Por: Gustavo Páez Escobar

Chiquinquirá, la patria chica de Antonio Ferro Bermúdez (el Jetón), realiza en estos días el décimo en­cuentro de escritores colombianos. Allí funciona, bajo la presidencia de Javier Guerrero Barón, la Fundación Cultural Jetón Ferro, que se ha encargado de per­petuar la memoria de este artífice del gracejo y las fra­ses donosas, personaje imprescindible de la Gruta Simbó­lica. En ella se reunían, bajo el mandato del ingenio y la bohemia, en las postrimerías del siglo XIX y comien­zos del actual, los más célebres poetas, novelistas y humanistas de la época, quienes nos enseñaron cómo se sonreía con elegancia en aquellos tiempos.
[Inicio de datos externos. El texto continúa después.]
PR #1130, opened 2026-07-27
Make the rate-aware batcher the default

SimonHeybrock:
## Why

The rate-aware batcher prevents oscillation in outputs, steming from a variable number of source messages contributing to a given output message. This has been tested for a while already in PROD for BIFROST. We now switch this on for all instruments.

As a secondary reason, with the hardening and wall-clock liveness backstop from #1122 in place, the rate-aware batcher recovers from every timestamp pathology in the liveness suite, while the simple batcher retains two wedges pinned as strict xfails (lone far-future startup timestamp; parked future message across a silence gap). Flipping the default gives every instrument the backstop and builds production confidence toward removing the simple batcher entirely; `--batcher simple` stays available as a rollback until then.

Al decir de Calibán, fue la primera y la última ter­tulia literaria que en Colombia ha florecido. Se diferen­cia, por lo bohemia, del Mosaico. Se vivía en el régimen dictato­rial de Marroquín, y para eludir las rondas nocturnas que buscaban conspiradores, los jóvenes literatos amanecían bebiendo y recitando en la casa de Rafael Espinosa Guzmán, mecenas incondicional. El simbolismo estaba en su apogeo, y con dicho pretexto se creó esta escuela del repentismo y el buen humor, que escribió, sin mayores pretensiones, uno de los capítulos más celebrados de la li­teratura colombiana.
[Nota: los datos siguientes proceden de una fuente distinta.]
PR #1132, opened 2026-07-27
Declare output temporality instead of signalling it with a magic coord

SimonHeybrock:
Whether a workflow output can be plotted as a history — and whether summing successive messages of it is meaningful — was decided by a coord-name convention: a scalar `time` coord on the data (and on the output template) meant "per-window scalar". Nothing declared it, so the rule was enforced only by a runtime `ValueError` deep inside `TemporalBuffer`, and `find_timeseries_outputs` had to sniff output templates to rediscover it.

`Temporality` states the fact once, per output field: `window` (covers `[start_time, end_time)`, successive windows disjoint), `cumulative` (value as of `end_time`, with `start_time` pinned for the generation), or `series` (carries its own per-point `time` axis). Fields declare it by their annotation — `current: WindowOutput = pydantic.Field(...)` — which is `Annotated` metadata, the documented home for this kind of per-field fact; a bare `sc.DataArray` still means cumulative, so reduction outputs need no annotation.

The three-way split matters because the timeseries path is neither of the first two. Its `time` coord is real per-sample data, and it deliberately carries no `start_time`/`end_time` at all — `Job._add_time_coords` skips it. Issue #1058 proposes two roles and assumes every output already carries both bounds; that assumption does not hold, which is what motivated the third value here.

Three duplicated declarations collapse into it:

- The `window_outputs` lists passed to `StreamProcessorWorkflow` are derived from the outputs model rather than hand-maintained beside it.
- `find_timeseries_outputs` asks for the declaration instead of inspecting template coords.
- `OutputView.fields` no longer keys backing fields by `Windowing`. That key was never independent information — checked across all 157 output views of all instruments, it is a total function of `Temporality` (`window` and `series` back `per_update`, `cumulative` backs `since_start`). Views now list their member fields and the binding follows, so there is no second place to state it and nothing to keep in sync. Resolution needs the outputs model, so it lives on `WorkflowSpec` (`field_for`, `windowing_options`).

Selecting the same window mode from two fields of one view would be ambiguous, so a validator rejects it at registration — usually a missing annotation, since unannotated fields default to `cumulative`.

No behaviour change: the derived `window_outputs` reproduce the previous hand-written lists exactly, the derived windowing bindings reproduce the previously declared ones for every view, and correlation-axis discovery selects the same output views as before.

`WorkflowSpec.outputs` is tightened to `type[WorkflowOutputsBase]`, since every real outputs model already derives from it and the new accessors live there.

## Groundwork for #1058

This is the declaration half of #1058's third proposal. Follow-ups, in order:

- Re-key `TemporalBuffer` on `end_time` rather than the scalar `time`. Note #1058 proposes `start_time`, which does not work: for cumulative outputs `start_time` is pinned at generation start, so every point of a growth curve would land on the same x. `end_time` is the only bound that advances for both window and cumulative outputs.
- Drop the redundant scalar `time` coord and the `with_time_coord` templates, which is where #1058's da00 saving lands.
- Gate window aggregation and rate normalization on `Temporality.window` via `DataRequirements`, turning today's buried `ValueError` into a capability distinction at plot-configuration time.

Depends on #1131 for the second bullet: `AreaDetectorView`'s `current` output currently has no `start_time`/`end_time` at all.

## Test plan

- `pytest` full fast suite green.
- New unit tests for `temporality()` / `fields_with()`, including inheritance and override.
- New cross-check parametrized over all 47 registered workflow specs.

### DIFF
--- a/src/ess/livedata/config/instruments/bifrost/factories.py
+++ b/src/ess/livedata/config/instruments/bifrost/factories.py
@@ -9,6 +9,7 @@ from functools import cache
 import scipp as sc
 
 from ess.livedata.config import Instrument
+from ess.livedata.config.workflow_spec import Temporality
 
 from . import specs
 from .specs import (
@@ -114,7 +115,9 @@ def setup_factories(instrument: Instrument) -> None:
                 DetectorRegionCounts[Cumulative]: cumulative,
                 DetectorRegionCounts[Current]: window,
             },
-            window_outputs=['detector_region_counts'],
+            window_outputs=specs.DetectorRatemeterOutputs.fields_with(
+                Temporality.window
+            ),
         )
 
     # Q-map workflow factories
--- a/src/ess/livedata/config/instruments/bifrost/specs.py
+++ b/src/ess/livedata/config/instruments/bifrost/specs.py
@@ -12,7 +12,7 @@ for full instrument details.
 """
 
 from enum import StrEnum
-from typing import ClassVar, Literal
+from typing import Annotated, ClassVar, Literal
 
 import pydantic
 import scipp as sc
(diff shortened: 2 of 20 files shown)


SimonHeybrock (commented):
LGTM, tested with monitor workflow outputs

Sus integrantes eran románticos trasno­chadores para quienes la vida debía conjugarse con gra­cia, y la literatura compartirse con regocijo y solidari­dad. En estos cabildos de la inteligencia, cuyos miembros pasaban de 70, contestaban a lista personalidades como Luis María Mora (Moratín), Julio Flórez, Rafael Pombo, Clímaco Soto Borda, Alfredo Gómez Jaime, Enrique Álvarez Henao, Carlos Villafañe, Federico Rivas Frade, Aquilino Villegas.

Entre chispazos y ademanes galantes se disipaban los rigores políticos de la época y se saludaba el rostro amable de la luna; la cual, con honores, era despedida a los toques de campanas que llamaban a la misa de cinco en la Tercera. En la puerta de entrada a la Gruta apare­cía este letrero: «Se prohíbe entrar con animales». Veri­ficadas las personas y excluidos los animales, alguien iniciaba la ceremonia: «Entró Inés hecha una sopa / al bodegón Santafé, / y al primero con quien topa / dice al­zándose la ropa: / –Caballero: ¿me lavé?»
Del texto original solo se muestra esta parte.